## Problem
Every record, from the first to the last, is to be printed again exactly.

[Start of section]

PR #7760, opened 2018-10-29
PLAT-9241 - optimizing flavors on playmanifest

gotlieb:
@MosheMaorKaltura 
@erankor

### DIFF
--- a/alpha/apps/kaltura/modules/extwidget/actions/playManifestAction.class.php
+++ b/alpha/apps/kaltura/modules/extwidget/actions/playManifestAction.class.php
@@ -988,11 +988,6 @@ class playManifestAction extends kalturaAction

[End of section]

## Response for this exercise
PR #7760, opened 2018-10-29
PLAT-9241 - optimizing flavors on playmanifest

gotlieb:
@MosheMaorKaltura 
@erankor

### DIFF
--- a/alpha/apps/kaltura/modules/extwidget/actions/playManifestAction.class.php
+++ b/alpha/apps/kaltura/modules/extwidget/actions/playManifestAction.class.php
@@ -988,11 +988,6 @@ class playManifestAction extends kalturaAction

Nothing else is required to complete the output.